◆ DIRECTIONS: Your answer should hold all lines of the entries that include the word "verifying".

(Collected data)
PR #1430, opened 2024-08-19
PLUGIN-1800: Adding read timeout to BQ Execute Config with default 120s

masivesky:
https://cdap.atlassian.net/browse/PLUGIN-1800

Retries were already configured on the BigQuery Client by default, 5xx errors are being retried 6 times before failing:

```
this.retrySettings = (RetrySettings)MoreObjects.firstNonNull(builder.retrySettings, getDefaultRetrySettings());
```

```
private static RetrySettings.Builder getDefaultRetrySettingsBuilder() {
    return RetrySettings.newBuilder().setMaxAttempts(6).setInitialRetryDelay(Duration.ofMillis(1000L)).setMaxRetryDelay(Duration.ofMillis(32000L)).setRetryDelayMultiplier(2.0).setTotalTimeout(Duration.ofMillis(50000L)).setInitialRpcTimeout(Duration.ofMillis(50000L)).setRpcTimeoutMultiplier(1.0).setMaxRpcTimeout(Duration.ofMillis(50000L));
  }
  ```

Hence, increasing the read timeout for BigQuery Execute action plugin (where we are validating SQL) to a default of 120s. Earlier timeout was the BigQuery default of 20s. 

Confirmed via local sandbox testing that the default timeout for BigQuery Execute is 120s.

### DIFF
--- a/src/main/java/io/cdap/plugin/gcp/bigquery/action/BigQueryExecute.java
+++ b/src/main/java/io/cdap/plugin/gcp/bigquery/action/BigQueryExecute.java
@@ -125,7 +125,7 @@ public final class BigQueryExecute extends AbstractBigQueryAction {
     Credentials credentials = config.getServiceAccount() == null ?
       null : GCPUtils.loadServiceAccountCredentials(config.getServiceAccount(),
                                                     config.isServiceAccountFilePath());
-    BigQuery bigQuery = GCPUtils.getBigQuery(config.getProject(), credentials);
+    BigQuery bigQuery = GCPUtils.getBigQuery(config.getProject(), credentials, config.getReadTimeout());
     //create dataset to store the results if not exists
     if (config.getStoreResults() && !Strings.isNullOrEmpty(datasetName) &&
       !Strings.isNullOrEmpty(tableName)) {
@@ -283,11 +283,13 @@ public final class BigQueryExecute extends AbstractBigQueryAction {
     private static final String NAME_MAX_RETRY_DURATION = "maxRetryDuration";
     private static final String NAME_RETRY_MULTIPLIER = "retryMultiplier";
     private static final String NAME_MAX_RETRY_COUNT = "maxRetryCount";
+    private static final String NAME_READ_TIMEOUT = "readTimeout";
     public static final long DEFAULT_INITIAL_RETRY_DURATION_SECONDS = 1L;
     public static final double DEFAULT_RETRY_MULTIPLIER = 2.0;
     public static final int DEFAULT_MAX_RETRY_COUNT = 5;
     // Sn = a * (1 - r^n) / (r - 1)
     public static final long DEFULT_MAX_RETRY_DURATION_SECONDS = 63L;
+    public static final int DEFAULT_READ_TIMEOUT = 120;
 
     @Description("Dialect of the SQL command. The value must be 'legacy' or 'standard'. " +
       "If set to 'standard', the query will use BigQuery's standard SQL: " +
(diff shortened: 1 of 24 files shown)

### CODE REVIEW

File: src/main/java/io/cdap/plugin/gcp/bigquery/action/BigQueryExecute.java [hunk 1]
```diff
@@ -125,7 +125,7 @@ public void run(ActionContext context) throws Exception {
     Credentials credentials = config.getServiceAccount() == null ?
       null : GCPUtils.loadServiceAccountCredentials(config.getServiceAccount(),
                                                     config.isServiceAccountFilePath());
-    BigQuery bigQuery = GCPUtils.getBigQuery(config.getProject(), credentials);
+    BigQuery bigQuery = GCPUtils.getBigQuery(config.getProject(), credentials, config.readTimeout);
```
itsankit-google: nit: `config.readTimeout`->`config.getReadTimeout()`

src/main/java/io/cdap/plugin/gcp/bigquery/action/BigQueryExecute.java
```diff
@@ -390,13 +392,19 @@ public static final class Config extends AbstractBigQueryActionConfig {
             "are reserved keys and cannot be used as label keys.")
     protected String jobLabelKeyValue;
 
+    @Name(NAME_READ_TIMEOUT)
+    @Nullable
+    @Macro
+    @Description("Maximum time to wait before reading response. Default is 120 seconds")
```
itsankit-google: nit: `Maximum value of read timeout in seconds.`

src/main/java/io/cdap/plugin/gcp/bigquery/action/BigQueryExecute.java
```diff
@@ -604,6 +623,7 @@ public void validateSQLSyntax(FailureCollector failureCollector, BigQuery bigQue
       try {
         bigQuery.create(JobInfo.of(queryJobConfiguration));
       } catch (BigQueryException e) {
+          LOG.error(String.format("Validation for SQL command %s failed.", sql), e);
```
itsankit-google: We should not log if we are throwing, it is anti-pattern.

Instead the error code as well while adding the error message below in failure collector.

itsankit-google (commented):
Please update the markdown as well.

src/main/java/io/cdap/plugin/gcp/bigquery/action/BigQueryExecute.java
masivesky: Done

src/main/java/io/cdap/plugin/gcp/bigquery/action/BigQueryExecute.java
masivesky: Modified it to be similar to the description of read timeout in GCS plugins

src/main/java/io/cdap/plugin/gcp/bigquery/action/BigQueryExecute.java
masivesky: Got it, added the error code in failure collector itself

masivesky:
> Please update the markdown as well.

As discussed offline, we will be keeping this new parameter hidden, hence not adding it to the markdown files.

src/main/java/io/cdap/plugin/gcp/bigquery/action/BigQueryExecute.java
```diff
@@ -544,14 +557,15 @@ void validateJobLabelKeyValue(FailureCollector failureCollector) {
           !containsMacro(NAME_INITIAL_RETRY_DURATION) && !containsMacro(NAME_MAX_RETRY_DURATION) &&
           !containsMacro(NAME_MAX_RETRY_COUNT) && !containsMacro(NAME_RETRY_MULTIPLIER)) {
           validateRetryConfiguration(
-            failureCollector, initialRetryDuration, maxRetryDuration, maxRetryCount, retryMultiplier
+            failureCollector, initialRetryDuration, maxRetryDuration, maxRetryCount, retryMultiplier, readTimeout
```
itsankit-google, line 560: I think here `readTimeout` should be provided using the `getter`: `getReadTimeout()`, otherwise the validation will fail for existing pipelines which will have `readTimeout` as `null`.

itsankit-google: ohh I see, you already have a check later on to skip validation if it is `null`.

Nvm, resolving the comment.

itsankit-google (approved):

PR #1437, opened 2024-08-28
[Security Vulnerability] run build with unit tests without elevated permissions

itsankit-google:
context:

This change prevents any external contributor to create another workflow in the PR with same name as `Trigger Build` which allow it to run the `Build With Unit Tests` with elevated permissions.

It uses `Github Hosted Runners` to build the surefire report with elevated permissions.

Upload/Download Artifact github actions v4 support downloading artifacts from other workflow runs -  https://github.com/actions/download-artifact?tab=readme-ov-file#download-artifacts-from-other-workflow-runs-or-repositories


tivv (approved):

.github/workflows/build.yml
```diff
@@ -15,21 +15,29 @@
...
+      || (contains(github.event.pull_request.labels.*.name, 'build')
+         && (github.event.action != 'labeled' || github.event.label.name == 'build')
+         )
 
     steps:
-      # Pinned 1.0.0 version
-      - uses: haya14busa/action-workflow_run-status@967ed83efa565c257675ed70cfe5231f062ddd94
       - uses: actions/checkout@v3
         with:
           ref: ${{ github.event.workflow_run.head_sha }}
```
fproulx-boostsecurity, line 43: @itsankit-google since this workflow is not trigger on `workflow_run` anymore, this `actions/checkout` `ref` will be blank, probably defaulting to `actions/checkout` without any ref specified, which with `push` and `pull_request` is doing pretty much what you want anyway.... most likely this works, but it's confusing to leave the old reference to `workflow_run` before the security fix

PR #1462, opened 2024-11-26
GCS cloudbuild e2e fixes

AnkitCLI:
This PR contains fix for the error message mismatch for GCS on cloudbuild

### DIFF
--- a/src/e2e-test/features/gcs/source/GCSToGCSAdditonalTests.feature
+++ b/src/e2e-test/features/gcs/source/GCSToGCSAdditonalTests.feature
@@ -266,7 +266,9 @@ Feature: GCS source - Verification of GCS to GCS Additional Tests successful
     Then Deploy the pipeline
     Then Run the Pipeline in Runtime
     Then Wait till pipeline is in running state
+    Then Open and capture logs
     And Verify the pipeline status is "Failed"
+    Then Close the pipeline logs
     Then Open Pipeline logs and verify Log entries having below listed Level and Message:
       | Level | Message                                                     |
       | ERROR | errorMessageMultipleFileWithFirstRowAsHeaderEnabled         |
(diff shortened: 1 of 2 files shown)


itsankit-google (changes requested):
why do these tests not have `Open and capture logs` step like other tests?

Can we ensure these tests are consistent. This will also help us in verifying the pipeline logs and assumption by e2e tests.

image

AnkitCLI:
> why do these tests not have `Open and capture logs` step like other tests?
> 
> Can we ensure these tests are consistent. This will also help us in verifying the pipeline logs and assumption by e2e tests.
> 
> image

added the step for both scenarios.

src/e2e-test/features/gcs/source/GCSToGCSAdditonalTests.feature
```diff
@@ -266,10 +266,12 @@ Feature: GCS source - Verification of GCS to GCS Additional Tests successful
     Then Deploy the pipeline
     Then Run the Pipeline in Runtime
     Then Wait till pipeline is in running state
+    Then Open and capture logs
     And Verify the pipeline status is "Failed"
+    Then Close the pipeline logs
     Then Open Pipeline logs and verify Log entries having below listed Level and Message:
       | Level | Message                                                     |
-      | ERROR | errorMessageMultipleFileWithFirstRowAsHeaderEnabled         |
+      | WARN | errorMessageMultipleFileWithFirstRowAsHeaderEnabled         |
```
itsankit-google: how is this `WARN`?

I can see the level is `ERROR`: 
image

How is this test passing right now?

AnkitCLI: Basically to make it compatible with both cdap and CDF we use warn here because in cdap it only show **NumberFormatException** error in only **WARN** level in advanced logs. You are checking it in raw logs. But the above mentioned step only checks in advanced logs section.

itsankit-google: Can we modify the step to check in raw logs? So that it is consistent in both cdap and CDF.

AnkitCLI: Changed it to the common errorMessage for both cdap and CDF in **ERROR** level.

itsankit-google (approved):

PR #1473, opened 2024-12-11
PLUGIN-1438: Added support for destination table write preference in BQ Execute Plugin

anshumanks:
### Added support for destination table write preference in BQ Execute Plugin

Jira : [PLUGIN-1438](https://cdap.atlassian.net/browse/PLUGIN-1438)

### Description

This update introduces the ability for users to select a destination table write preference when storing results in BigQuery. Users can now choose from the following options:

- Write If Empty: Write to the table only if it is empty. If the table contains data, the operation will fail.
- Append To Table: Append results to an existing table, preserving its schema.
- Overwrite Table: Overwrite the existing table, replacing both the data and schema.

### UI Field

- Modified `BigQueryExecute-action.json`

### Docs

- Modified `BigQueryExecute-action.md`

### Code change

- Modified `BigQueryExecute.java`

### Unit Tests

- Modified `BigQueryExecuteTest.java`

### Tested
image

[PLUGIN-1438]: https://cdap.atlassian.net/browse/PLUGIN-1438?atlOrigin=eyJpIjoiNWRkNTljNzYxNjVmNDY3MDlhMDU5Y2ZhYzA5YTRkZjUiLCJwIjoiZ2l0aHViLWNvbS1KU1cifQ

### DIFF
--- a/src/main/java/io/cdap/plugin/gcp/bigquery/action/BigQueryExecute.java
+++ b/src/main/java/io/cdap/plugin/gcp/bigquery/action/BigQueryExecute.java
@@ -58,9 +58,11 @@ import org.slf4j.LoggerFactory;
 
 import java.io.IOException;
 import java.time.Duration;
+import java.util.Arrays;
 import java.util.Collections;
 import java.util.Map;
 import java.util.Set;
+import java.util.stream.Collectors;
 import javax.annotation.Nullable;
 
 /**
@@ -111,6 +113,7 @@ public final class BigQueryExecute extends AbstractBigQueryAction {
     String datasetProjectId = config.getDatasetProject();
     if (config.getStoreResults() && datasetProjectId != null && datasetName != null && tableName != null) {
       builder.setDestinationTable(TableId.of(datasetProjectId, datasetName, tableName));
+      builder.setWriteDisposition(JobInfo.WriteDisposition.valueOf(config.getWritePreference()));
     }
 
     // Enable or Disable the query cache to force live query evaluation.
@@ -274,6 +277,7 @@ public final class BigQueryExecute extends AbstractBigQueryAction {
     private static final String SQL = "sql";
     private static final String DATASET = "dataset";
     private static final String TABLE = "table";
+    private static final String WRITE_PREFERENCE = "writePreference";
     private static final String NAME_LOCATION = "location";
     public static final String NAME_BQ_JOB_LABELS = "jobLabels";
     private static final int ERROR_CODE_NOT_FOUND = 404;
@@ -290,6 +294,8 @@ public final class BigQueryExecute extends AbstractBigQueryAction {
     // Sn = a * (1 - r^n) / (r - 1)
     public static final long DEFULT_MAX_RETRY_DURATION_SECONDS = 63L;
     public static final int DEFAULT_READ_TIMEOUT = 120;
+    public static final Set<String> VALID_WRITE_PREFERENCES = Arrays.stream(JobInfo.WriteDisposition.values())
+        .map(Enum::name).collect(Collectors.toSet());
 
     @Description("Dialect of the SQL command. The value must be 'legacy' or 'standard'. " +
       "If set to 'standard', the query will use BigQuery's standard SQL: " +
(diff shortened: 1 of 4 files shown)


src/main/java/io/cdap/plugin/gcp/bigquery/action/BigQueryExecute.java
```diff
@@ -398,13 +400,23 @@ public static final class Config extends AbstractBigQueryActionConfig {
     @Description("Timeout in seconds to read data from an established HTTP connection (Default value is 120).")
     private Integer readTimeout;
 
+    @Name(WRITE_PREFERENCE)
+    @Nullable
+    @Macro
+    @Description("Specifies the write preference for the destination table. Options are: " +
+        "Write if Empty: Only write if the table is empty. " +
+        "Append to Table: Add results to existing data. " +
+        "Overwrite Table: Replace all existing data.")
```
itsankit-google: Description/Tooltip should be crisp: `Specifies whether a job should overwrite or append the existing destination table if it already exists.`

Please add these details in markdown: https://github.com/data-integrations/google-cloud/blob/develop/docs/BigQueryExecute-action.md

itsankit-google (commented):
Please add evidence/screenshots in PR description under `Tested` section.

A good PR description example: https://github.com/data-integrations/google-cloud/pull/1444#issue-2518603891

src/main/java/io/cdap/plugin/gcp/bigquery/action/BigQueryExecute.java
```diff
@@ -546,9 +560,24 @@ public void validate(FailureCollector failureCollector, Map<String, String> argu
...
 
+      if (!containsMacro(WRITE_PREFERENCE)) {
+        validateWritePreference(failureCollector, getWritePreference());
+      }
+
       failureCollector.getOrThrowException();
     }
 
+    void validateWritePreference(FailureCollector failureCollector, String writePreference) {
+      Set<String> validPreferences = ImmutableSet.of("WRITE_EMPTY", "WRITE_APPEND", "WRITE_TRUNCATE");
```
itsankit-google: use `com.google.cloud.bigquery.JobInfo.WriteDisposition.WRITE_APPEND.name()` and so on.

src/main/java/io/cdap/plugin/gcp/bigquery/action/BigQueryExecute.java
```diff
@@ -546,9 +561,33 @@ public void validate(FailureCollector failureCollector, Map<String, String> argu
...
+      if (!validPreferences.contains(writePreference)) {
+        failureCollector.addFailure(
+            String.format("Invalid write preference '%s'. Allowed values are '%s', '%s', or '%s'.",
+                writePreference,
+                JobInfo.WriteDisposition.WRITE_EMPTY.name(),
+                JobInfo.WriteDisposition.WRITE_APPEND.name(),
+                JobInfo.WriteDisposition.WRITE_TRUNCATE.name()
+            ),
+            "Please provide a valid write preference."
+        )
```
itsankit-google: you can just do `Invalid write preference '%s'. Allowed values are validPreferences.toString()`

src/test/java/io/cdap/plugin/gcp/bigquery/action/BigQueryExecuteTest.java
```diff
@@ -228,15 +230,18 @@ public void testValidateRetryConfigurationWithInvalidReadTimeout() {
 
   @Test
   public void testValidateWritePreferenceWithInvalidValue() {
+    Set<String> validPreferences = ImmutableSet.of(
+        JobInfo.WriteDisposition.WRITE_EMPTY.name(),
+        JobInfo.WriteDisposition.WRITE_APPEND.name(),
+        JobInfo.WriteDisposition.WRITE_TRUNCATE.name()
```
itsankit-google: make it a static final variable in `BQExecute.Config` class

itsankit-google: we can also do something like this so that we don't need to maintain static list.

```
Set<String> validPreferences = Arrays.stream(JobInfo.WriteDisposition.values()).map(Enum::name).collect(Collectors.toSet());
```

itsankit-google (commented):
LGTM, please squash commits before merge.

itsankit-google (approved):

◆ RESULT OF THIS EXERCISE:
Can we ensure these tests are consistent. This will also help us in verifying the pipeline logs and assumption by e2e tests.
> Can we ensure these tests are consistent. This will also help us in verifying the pipeline logs and assumption by e2e tests.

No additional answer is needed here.